There are basically two approaches to content integration – consolidation or federation (point to point integration is basically a swearword today). The consolidation approach, to consolidate all content sources into one single enterprise content repository, must however seem like a utopian dream to most large enterprises. Instead, a common way to provide unified access to heterogeneous content in disperse content sources is to implement an enterprise portal solution with content integration taking place at the presentation level. But this integration approach is in my eyes not "real" content integration since it does not offer the possibility to describe, access and search the content in a unified way. Instead, using a federation approach with a virtual content repository could provide these possibilities “behind the scenes” of the portal solution, with the action taking place in the middleware. The promise of virtual content repositories is just to do that - to provide unified access to disparate content sources within an enterprise without any point-to-point integrations or repository consolidation. Especially the possibility to map metadata between different content sources is essential for content integration. Just as content, metadata is usually stored and managed in isolated islands. As Bruce Silver writes “the user needs to be presented with a unified list of attributes independent of the attribute structure of the underlying systems.”
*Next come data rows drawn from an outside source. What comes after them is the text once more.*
PR #589, opened 2017-08-23
Groovyc Resource Leaks

Persi:
Groovyc did not release resources held by GroovyClassLoader correctly.


Persi:
Travis failed because the tests took too long. Can someone tell me what to do? As I am not the first one with this problem if I take a look at the build history.

danielsun1106:
Try again or increase the timeout by modifying the .travis.yml, in which you will find a number 60.
BTW, the latter is not recommended because 60 min is long enough for normal build.

Persi:
How can I try again? Increasing the timeout wouldn't be my first choice either, but I can't find a button in Travis to tell him to rerun.

danielsun1106:
Just push a new commit ;-)

.travis.yml
```diff
@@ -22,7 +22,7 @@ jdk:
 
 install: true
 
-script: travis_wait 60 ./gradlew test
+script: travis_wait 59 ./gradlew test
```
Persi: Just changed this to have changes to commit. This commit would be reverted if Travis does not fail with  test timeout.

paulk-asert:
Was there a Jira or email discussion about this leak? On face value the change seems OK but no test case is supplied so if we can't think of a suitable test we'd need to do some manual testing.

Persi:
Hello Paul,

because of the API change I wasn't sure if merging in 2.4 branch is the right way.
I'll close this PR and merge my change in 2.5 branch, keep the old 'makeCompileUnit()' method and mark it as deprecated. I'll try to create a test for that, but that's difficult because with building on ant project you don't recognize the resource leak. It is just a problem if you build multiple ant projects in a row within the same JVM (that's what we do actually).

Thanks for your advice and ... I'll be back ;)

Marcus

PR #590, opened 2017-08-23
s/Homer Simson/Homer Simpson/

holgerschroeder:
Hi,

perhaps Homer in this example is named after the character in the "The Simpsons".
If yes, let's get his last name spelling correct...

kind regards, Holger


jwagenleitner:
Thanks!

PR #591, opened 2017-08-25
Resource leaks in Groovyc

Persi:
Building multiple ant projects in a row within the same JVM sometimes fails on windows with locked jars. This is e.g. the case if two build projects has circle dependencies.

### DIFF
--- a/subprojects/groovy-ant/src/main/java/org/codehaus/groovy/ant/Groovyc.java
+++ b/subprojects/groovy-ant/src/main/java/org/codehaus/groovy/ant/Groovyc.java
@@ -291,7 +291,7 @@ public class Groovyc extends MatchingTask {
      * @param version the bytecode compatibility mode
      */
     public void setTargetBytecode(String version) {
-        
+
         for (String allowedJdk : CompilerConfiguration.ALLOWED_JDKS) {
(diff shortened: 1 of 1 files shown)


jwagenleitner:
Does https://issues.apache.org/jira/browse/GROOVY-7573 look related?  Also, just for future reference it's probably best to do the PR against master.

Persi:
Hello @jwagenleitner, thanks for your link. This sounds absolutely like our error case.
I know that pushing against master is preferred, but in this case I wanted to bring the change live a little bit earlier, as Groovy 2.6 will release way later than 2.5.

Thanks for your advice.

danielsun1106:
@Persi 
FYI, normally we merge PRs into master and back-port them to other branches ;)

Persi:
@danielsun1106 so do I have to merge the changes to 2.6 Branch and create a new PR or is it OK to merge to 2.5? Because I don't want to break your rules ;)

danielsun1106:
@Persi Thanks for your contribution. Would you mind creating a new PR to merge into master and closing this one?

Persi:
Merging in Master is preferred, so I'll merge to master and create new PR.

PR #597, opened 2017-08-30
GROOVY-8305: Fix default Ivy settings file for local m2 path

apupier:
- worth being tested on Linux
- not sure how to write a test for that

### DIFF
--- a/src/resources/groovy/grape/defaultGrapeConfig.xml
+++ b/src/resources/groovy/grape/defaultGrapeConfig.xml
@@ -26,7 +26,7 @@
         <ivy pattern="${user.home}/.groovy/grapes/[organisation]/[module]/ivy-[revision].xml"/>
         <artifact pattern="${user.home}/.groovy/grapes/[organisation]/[module]/[type]s/[artifact]-[revision](-[classifier]).[ext]"/>
       </filesystem>
-      <ibiblio name="localm2" root="file:${user.home}/.m2/repository/" checkmodified="true" changingPattern=".*" changingMatcher="regexp" m2compatible="true"/>
+      <ibiblio name="localm2" root="file:/${user.home}/.m2/repository/" checkmodified="true" changingPattern=".*" changingMatcher="regexp" m2compatible="true"/>
       <!-- todo add 'endorsed groovy extensions' resolver here -->
       <ibiblio name="jcenter" root="https://jcenter.bintray.com/" m2compatible="true"/>
       <ibiblio name="ibiblio" m2compatible="true"/>


src/resources/groovy/grape/defaultGrapeConfig.xml
```diff
@@ -26,7 +26,7 @@
         <ivy pattern="${user.home}/.groovy/grapes/[organisation]/[module]/ivy-[revision].xml"/>
         <artifact pattern="${user.home}/.groovy/grapes/[organisation]/[module]/[type]s/[artifact]-[revision](-[classifier]).[ext]"/>
       </filesystem>
-      <ibiblio name="localm2" root="file:${user.home}/.m2/repository/" checkmodified="true" changingPattern=".*" changingMatcher="regexp" m2compatible="true"/>
+      <ibiblio name="localm2" root="file:/${user.home}/.m2/repository/" checkmodified="true" changingPattern=".*" changingMatcher="regexp" m2compatible="true"/>
```
jaikiran: Actually, as noted in the RFC[1] and the simplified version[2], this should be:

```
file:///${user.home}/.m2/repository/
```
That should work fine both on Windows and *nix

[1] https://tools.ietf.org/html/rfc8089
[2] https://en.wikipedia.org/wiki/File_URI_scheme

apupier: I tried with file:/// and it is not working:

cachedGrapes: resource not reachable for org.apache.camel#camel-catalog-provider-karaf;2.19.2: res=C:\Users\Aurelien Pupier\.groovy\grapes\org.apache.camel\camel-catalog-provider-karaf\jars\camel-catalog-provider-karaf-2.19.2.jar
	 trying file:///C:\Users\Aurelien Pupier/.m2/repository/org/apache/camel/camel-catalog-provider-karaf/2.19.2/camel-catalog-provider-karaf-2.19.2.jar
		tried file:///C:\Users\Aurelien Pupier/.m2/repository/org/apache/camel/camel-catalog-provider-karaf/2.19.2/camel-catalog-provider-karaf-2.19.2.jar

apupier: it is working with file://

lhein: file:///${user.home}/.m2/repository/ 

is most likely not correct. You will end up with 4 slashes on Linux/Unix.

It should be file:// afaik

lhein: besides that the change works on my fedora machine.

lhein: just tested with file:// and it fails for me.

apupier: to sum up:
- "file:/"
-- Windows OK
-- Linux OK
- "file://"
-- Windows OK
-- Linux KO
- "file:///"
-- Windows KO
-- Linux KO

and the winner is: "file:/"

apupier:
What can we do to ensure that this PR is reviewed/merged as soon as possible?

danielsun1106:
+1

@paulk-asert  What do you think about the PR?

paulk-asert:
I get different results to the summary above. Perhaps I am running a different test. I don't have a space in my user.home directory either. For me I get:
{noformat}
file: Windows OK, Ubuntu OK (status quo)
file:/ Windows OK, Ubuntu KO
file:// Windows KO, Ubuntu OK
file:/// Windows OK, Ubuntu OK
{noformat}

apupier:
with the provided script on Windows I have the same results:

> file: Windows OK --> this one was not working in the reported case but working with provided script
> file:/ Windows OK
> file:// Windows KO
> file:/// Windows OK

apupier:
I tried also with this script to try to be as close as possible to intiial usecase but still cannot reproduce the problem with only file:

> import groovy.grape.Grape;
> import groovy.lang.GroovyClassLoader;
> Grape.grab([classLoader : new GroovyClassLoader(),group :'org.apache.camel', module : 'camel-catalog-provider-karaf', version : '2.19.2B'])

the code calling Grape: https://github.com/apache/camel/blob/camel-2.19.2/platforms/camel-catalog-maven/src/main/java/org/apache/camel/catalog/maven/MavenVersionManager.java

I'm wondering what is causing the issue, any ideas on what can be the possible root cause in order that i can try to reproduce are very welcome :s

jaikiran:
@apupier, In the IVY JIRA you filed originally, can you add the steps that I can follow to reproduce this issue?

apupier:
> @apupier, In the IVY JIRA you filed originally, can you add the steps that I can follow to reproduce this issue?

Just to be sure that you noticed it, I provided the steps few days ago: https://issues.apache.org/jira/browse/GROOVY-8305?focusedCommentId=16167801&page=com.atlassian.jira.plugin.system.issuetabpanels:comment-tabpanel#comment-16167801

jaikiran:
@apupier, I wasn't following that JIRA so hadn't noticed your update which included the steps to reproduce. Thanks for letting me know. I'll give it a try in the next few days and see how it goes.

apupier:
@jaikiran i'm wondering if the openjdk and oracle jdk are not behaving differently for this "file:" stuff, on a server we had a lot of errors of ivy cache in log, I changed from openjdk to oracle jdk and there are no more errors. I think that it might explain the difference of result that we have.

src/resources/groovy/grape/defaultGrapeConfig.xml
nickboldt: This seems logical/obvious since ${user.home} includes a prefix slash, and for a valid URI you need two slashes. Thus when in doubt, file:/${user.home}/path/to/things. This is true for p2 repo URIs too.

apupier:
> @apupier, I wasn't following that JIRA so hadn't noticed your update which included the steps to reproduce. Thanks for letting me know. I'll give it a try in the next few days and see how it goes.

@jaikiran Had you have time to have a look?

jaikiran:
@apupier, Yes I did - in fact I tried it out on one of the Windows system that I borrowed from a friend. My testing didn't reproduce the original issue. However, I did notice a similar issue that had been reported before (in a different context)[1]. That one too is hard to reproduce and this all seems to point to a JRE specific behaviour.

Given all this, I don't have a solution nor an explanation on what specific code/component contributes to this, yet.

[1] https://bz.apache.org/bugzilla/show_bug.cgi?id=59104

danielsun1106:
Apache Ivy 2.5.0-rc1 is out. Maybe we can bump Ivy to 2.5.0-rc1 and see whether the issue exists.
http://ant.apache.org/ivy/

danielsun1106:
Groovy is using Ivy 2.5.0-rc1 on master and 2.6.x branches. Feel free to give it a try.

eric-milles:
When I have used a filesystem-based ibiblio in the past on Windows, the format looked like
```
<ibiblio name="Local" m2compatible="true" root="file:///C:/Users/..."
```
As stated above, `${user.home}` is going to resolve to "C:\..." on Windows and "/home/..." on Linux.  So, I don't think you can unconditionally set a file url prefix that will work for both.  Is there a variable that can be used to get a file: url for the user's directory?

eric-milles:
Another approach would be to set the "ivy.ibiblio.default.artifact.root" property from the code and remove the root attribute from the settings file.  I thinnk this defaults to Maven Central's URL.  So you would need to add a root attribute to the ibiblio below jcenter, which is intended to point to maven central.

https://ant.apache.org/ivy/history/master/resolver/ibiblio.html

eric-milles:
Last line below is proposed addition to `GrapeIvy.groovy` that would allow you to use "${user.home.url}" in the default settings xml.
```groovy
    GrapeIvy() {
        // if we are already initialized, quit
        if (enableGrapes) return

        // start ivy
        Message.defaultLogger = new DefaultMessageLogger(System.getProperty('ivy.message.logger.level', '-1') as int)
        settings = new IvySettings()
        settings.setVariable('user.home.url', new File(System.getProperty('user.home')).toURI().toURL() as String)
```

PR #599, opened 2017-09-13
GROOVY-7721: Static type checking fails when compiling against a Java interface call

avafanasiev:
Arrays is also covariants in java, so they should be also compared. 
Can't find exact documentation, but  JLS 15.12.2.5 says:
– Otherwise, if all the maximally specific methods are abstract or default, and
the signatures of all of the maximally specific methods have the same erasure
(§4.6), then the most specific method is chosen arbitrarily among the subset
of the maximally specific methods that have the most specific return type.

### DIFF
--- a/src/main/org/codehaus/groovy/transform/stc/StaticTypeCheckingSupport.java
+++ b/src/main/org/codehaus/groovy/transform/stc/StaticTypeCheckingSupport.java
@@ -1149,11 +1149,18 @@ public abstract class StaticTypeCheckingSupport {
     private static void removeMethodWithSuperReturnType(List<MethodNode> toBeRemoved, MethodNode one, MethodNode two) {
         ClassNode oneRT = one.getReturnType();
         ClassNode twoRT = two.getReturnType();
-        if (oneRT.isDerivedFrom(twoRT) || oneRT.implementsInterface(twoRT)) {
+        if (isCovariant(oneRT, twoRT)) {
             toBeRemoved.add(two);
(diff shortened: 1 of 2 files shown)


danielsun1106:
It has been merged manually, thanks!
This is my first time to merge PR. Sorry for failing to preserve your information because of my wrong operation...

@paulk-asert Could you tell me what the correct operation should be?
```
Merging isn't done through the github interface - that's an Apache workflow "feature". Instead just manually merge and amend (one of) the commit(s) to include wording like: "(closes #374)".
```

danielsun1106:
`GROOVY-7721: Static type checking fails when compiling against a Java interface call (closes #599)` https://github.com/apache/groovy/commit/34df6cf461a5ecce66f2c2c0f14489cf96feaf34

danielsun1106:
I'm trying to keep your contributor information, so I reverted the commit

danielsun1106:
Merged. Thanks again!
https://github.com/apache/groovy/commit/8ad6e770ab2a6c6968ae02ddc5d49d7d6e6f79f3

danielsun1106:
https://github.com/apache/groovy/commit/8ad6e770ab2a6c6968ae02ddc5d49d7d6e6f79f3

avafanasiev:
Thanks to you! It would be nice, if you merge it to 2.5.0. Can you?

danielsun1106:
https://github.com/apache/groovy/commit/849a275bc8895b48879c3aacabe2aeae1462d1ed

As you can see, it has already been merged into 2.5.0 too ;)

avafanasiev:
Thanks!

PR #602, opened 2017-09-15
GROOVY-8319: Improve smart type on list expressions

avafanasiev:
I hope it should work like expected.


danielsun1106:
Merged. Thanks!

PR #605, opened 2017-09-23
GROOVY-8220: SC GroovyCastException on parameter flow typing

jwagenleitner:
GROOVY-8157 introduced flow typing for parameters and this fix is
required in order to track their assignments in `if` branches for
temporary type assignments.


paulk-asert:
Interesting solution. I also did something similar but then backed it out and had a parallel `ifElseForWhileAssignmentTrackerParams`. But your approach is simpler. I'll have a think about whether I see any cases that might be handled differently.

paulk-asert:
I will probably merge this PR in preference to mine (PR#606). Just wondering whether wrapping is needed in the case of a closure shared variable? I haven't had time to think it through myself yet.

PR #606, opened 2017-09-24
GROOVY-8220: GroovyCastException with CompileStatic

paulk-asert:


paulk-asert:
I will probably close those PR in preference to PR#605 but just making it available for easy reference later if needed.

PR #607, opened 2017-09-26
GROOVY-8330: Wrong 'Inconvertible types' error on casting interface

avafanasiev:
Make cast error a little bit like java.


danielsun1106:
Merged. Thanks!

PR #1272, opened 2020-06-09
GROOVY-8840: use inferred type for subscript if operand is placeholder

eric-milles:
https://issues.apache.org/jira/browse/GROOVY-8840

map/list/array[complex expression] may not resolve all generics for "complex expression".  This can prevent matching DGM `getAt(List, int)` for `[]` since "complex expression" needs to resolve to int/Ineteger to make the match.


danielsun1106:
Merged. Thanks

PR #1273, opened 2020-06-10
GROOVY-7549: STC: if "=" RHS type is inaccessible, revert to origin type

eric-milles:
https://issues.apache.org/jira/browse/GROOVY-7549


danielsun1106:
Merged. Thanks

PR #1274, opened 2020-06-11
GROOVY-7512: add MapStyleConstructorCall override of transformExpression

eric-milles:
- allow PostTypeCheckingExpressionReplacer to replace closure literals

https://issues.apache.org/jira/browse/GROOVY-7512


danielsun1106:
Merged. Thanks.

PR #1276, opened 2020-06-13
GROOVY-9591: no error for dynamic variable in closure in static context

eric-milles:
https://issues.apache.org/jira/browse/GROOVY-9591


danielsun1106:
Merged. Thanks.

PR #1277, opened 2020-06-13
GROOVY-9587: don't check for property for non-empty call args

eric-milles:
`transformMethodCallExpression` had become very difficult to understand and modify, so I tried to reorganize it, reduce the repetition, and simplify the conditions as best as I could.

https://issues.apache.org/jira/browse/GROOVY-9587


paulk-asert:
Merged, thanks!

PR #1278, opened 2020-06-14
GROOVY-9592: Replace "groovy.generate.stub.in.memory" with "groovy.me…

danielsun1106:
…m.stub"


eric-milles:
Do you need a system property any more?  For each option that is available to be set on compiler config, why does each also require a system property?

danielsun1106:
As a normal groovy user, we run/compile Groovy code via command line, so the JVM option is still necessary for us.

eric-milles:
Necessary is probably a bit strong.  Why does the system property name need to be changed?  If not removing, why change?

danielsun1106:
As you can find, most of groovy options are short, e.g. `groovy.antlr4`, `groovy.target.indy`, etc.
`groovy.generate.stub.in.memory` is too long to remember and hard to use, it's better to shorten it and make it friendly to users.

PR #1280, opened 2020-06-14
GROOVY-9554: Script: before adding to binding, check for property setter

eric-milles:
I looked for a shared function to check a `Class` for a setter, but came up empty.  Maybe someone knows of a utility call that can replace `hasSetterMethodFor`.

https://issues.apache.org/jira/browse/GROOVY-9554

### DIFF
--- a/src/main/java/groovy/lang/Script.java
+++ b/src/main/java/groovy/lang/Script.java
@@ -18,6 +18,7 @@
  */
 package groovy.lang;
 
+import org.apache.groovy.util.BeanUtils;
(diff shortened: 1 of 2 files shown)


paulk-asert:
For a `ClassNode` we'd do:
```
classNode.getSetterMethod(GeneralUtils.getSetterName(property))
```
Don't think we have the same thing for a `Class`.

paulk-asert:
Merged, thanks. I also tweaked the doco slightly.

PR #1281, opened 2020-06-15
Switch Spock from SNAPSHOT to 2.0-M3-groovy-3.0

szpak:
With '-Dspock.iKnowWhatImDoing.disableGroovyVersionCheck=true' running
with the unsupported Groovy 4 is possible also with non-SNAPSHOT version.

https://github.com/spockframework/spock/pull/1164

### DIFF
--- a/build.gradle
+++ b/build.gradle
@@ -147,7 +147,7 @@ ext {
     slf4jVersion = '1.7.25'
     xmlunitVersion = '1.6'
     xstreamVersion = '1.4.12'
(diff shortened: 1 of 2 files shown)


szpak:
Btw, I put `systemProperty "spock.iKnowWhatImDoing.disableGroovyVersionCheck", "true"` to cover embedded Spock tests only in groovy-templates, so it will have to be potentially added also in any other module that will start to use it. Alternatively, you might want to change it to cover all modules automatically (now or in the future).

paulk-asert:
Merged, thanks.
See also: GROOVY-9593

The major benefits with a virtual content repository approach would be that it is relatively cheap and fast compared to consolidation, and that it will still integrate content so that it can be described, accessed and searched in a unified way. In addition "…virtual repositories can simplify the task of compliance by virtue of containing a single set of business processes applicable to all content in all repositories…//...virtual repositories mean organizations can stop debating whether to go with a single or multiple data stores, and instead concentrate on the critical factors that make for a good repository of any size" (R Dukart)

Major ECM / ECI vendors such as Oracle, IBM, EMC and BEA seem to believe in virtual content repositories for the federation approach, with content being federated to a single virtual repository from any existing content source via a standardized API. Obviously, the key for virtual content repositories to succeed is the use of standardised API:s to access the repository and underlying content sources. JSR 170, the Content Repository API for Java Technology specification developed by Day Software, was the first adopted content repository API standard. The goal with the standard was to “produce a content repository API that provides an implementation independent way to access content bi-directionally on a granular level.” (Day Software). Hence, repositories supporting this standard can be accessed in the same way and the repositories are not tied to any one application. The latest version of the JSR 170 standard, JSR 283, was released in October 2005 by Day Software which leads the specification (and also formed a strategic technology partnership with Oracle in November 2006).

Although still being in an early adoption phase, I believe that virtual content repositories have a future as a content integration approach. Maybe not for "deeper" integration of data in relational databases, but certainly for integrating content such as Office documents, web pages, graphics and e-mails.